Chapter 10: SIMD Vectorization
Metadata Card
| Attribute | Content |
|---|---|
| Difficulty | (Advanced) |
| Prerequisites | Chapter 8 (Query Execution), basic CPU architecture |
| Keywords | SIMD, SSE, AVX, vectorized execution, data parallelism, CPU pipeline |
| Code | C++ (intrinsics), Python (simulated) |
Your Progress
"The warehouse introduced an automated assembly line — processing entire batches at once, instead of moving items one by one."
What is SIMD?
SIMD (Single Instruction, Multiple Data): A CPU instruction applies the same operation to multiple data elements simultaneously.

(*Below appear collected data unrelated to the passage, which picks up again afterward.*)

Issue #32, opened 2018-12-19
Scripts updateURL/downloadURL should not be empty


johnd0e:
Scripts that are building for iitc.modos189.ru should have updateURL/downloadURL in order to self-update.

johnd0e:
BTW, #99 also matters, as currently every new build run (on the same code base) will be considered newer than previous, as it's date/time stamp be newer.

PR #53, opened 2019-01-13
deploy: fix update urls (sample)

johnd0e:
!**Not to be merged**
This is sample settings to address #32.

`deploy.sh` should be modified accordingly, as well as travis-ci script.
Actually, I think that we shouldn't really commit this `localbuildsettings.py` into repository.
Better if it be created at runtime, by travis-ci script.

### DIFF
--- a/localbuildsettings.py
+++ b/localbuildsettings.py
@@ -1,0 +1,13 @@
+buildSettings = {
+    # release: using to deploy release builds at official iitc-ce site
+    'release': {
+        'resourceUrlBase': 'https://iitc.modos189.ru/build/release/',
+        'distUrlBase': 'https://iitc.modos189.ru/build/release/',
+    },
+
+    # test: using to deploy test builds at official iitc-ce site
+    'test': {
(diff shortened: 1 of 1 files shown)


johnd0e:
P.S.
Offtopic here, by in my opinion `deploy.sh` also shouldn't be in main repo.

modos189:
>> Offtopic here, by in my opinion deploy.sh also shouldn't be in main repo.

I wouldn't mind, but as far as I know Travis can't add files declared in the control panel

johnd0e:
> I wouldn't mind, but as far as I know Travis can't add files declared in the control panel

But do we really need `deploy.sh` as separate file?
Couldn't it be just included in travis-ci script?

modos189:
I put it in a separate file because it's too individual commands for my site. Unlike the `.travis.yml` file, which can be used in forks.

johnd0e:
> because it's too individual commands for my site

Well, choose what is best for you.
E.g. you could put `deploy.sh` itself at your site, and download it in travis script.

Scalar (one at a time): Vector (SIMD, 4 at a time):
a[0] + b[0] a[0..3] + b[0..3]
a[1] + b[1]
a[2] + b[2]
a[3] + b[3]One instruction → Multiple data lanes → Parallel computation in a single core.
SIMD Instruction Sets
| Extension | Width | Registers | Available |
|---|---|---|---|
| MMX | 64-bit | 8 | 1997 (obsolete) |
| SSE | 128-bit | 16 (XMM) | 1999 |
| SSE2 | 128-bit | 16 (XMM) | 2001 |
| AVX | 256-bit | 16 (YMM) | 2011 |
| AVX2 | 256-bit | 16 (YMM) | 2013 |
| AVX-512 | 512-bit | 32 (ZMM) | 2017 (Xeon) |
| NEON | 128-bit | 32 | ARM (smartphones) |
| SVE | Variable (128-2048-bit) | — | ARM (servers) |
SIMD in Databases
Key operations that benefit from SIMD:
Filtering (selection): Compare a column of values against a predicate
WHERE value > 100: Load vector of values, compare, collect matching indices
Aggregation: Sum, average, min, max over a column
SELECT SUM(salary): Horizontal add across vector lanes
Hash probing: Compute hash for multiple keys simultaneously
Data serialization/deserialization: Batch encode/decode multiple values
Compression/Decompression: Dictionary lookups, delta decoding
Example: SIMD Filter
Without SIMD (scalar):
int count = 0;
for (int i = 0; i < N; i++) {
if (data[i] > threshold) {
result[count++] = i;
}
}With SIMD (AVX2, 256-bit = 8 int32s):
__m256i thresh_vec = _mm256_set1_epi32(threshold);
int count = 0;
for (int i = 0; i < N; i += 8) {
__m256i data_vec = _mm256_loadu_si256((__m256i*)&data[i]);
__m256i mask = _mm256_cmpgt_epi32(data_vec, thresh_vec);
int mask_bits = _mm256_movemask_ps((__m256)mask);
// Collect matching indices (compress store)
while (mask_bits) {
int idx = __builtin_ctz(mask_bits);
result[count++] = i + idx;
mask_bits &= mask_bits - 1;
}
}Challenges
| Challenge | Description | Solution |
|---|---|---|
| Data alignment | Misaligned loads are slower | Use aligned allocation |
| Irregular data | String/long values | Columnar + dictionary encoding |
| Control flow | Branches break SIMD | Predication (compute both paths) |
| Portability | Different ISAs | Use libraries (Highway, SIMDe) |
Libraries
| Library | Features |
|---|---|
| Highway (Google) | Portable SIMD with auto-dispatch |
| SIMDe | Portable SIMD intrinsics (emulates advanced on older CPUs) |
| EVE | Expressive SIMD in C++20 |
| xsimd | C++ wrapper for cross-platform SIMD |
Traveler's Notes
SIMD turns the database into a parallel processing engine within a single core. Combined with columnar storage, it enables modern analytical databases to process billions of rows per second per core. It's a key reason why columnar databases are so much faster for analytical queries than row stores.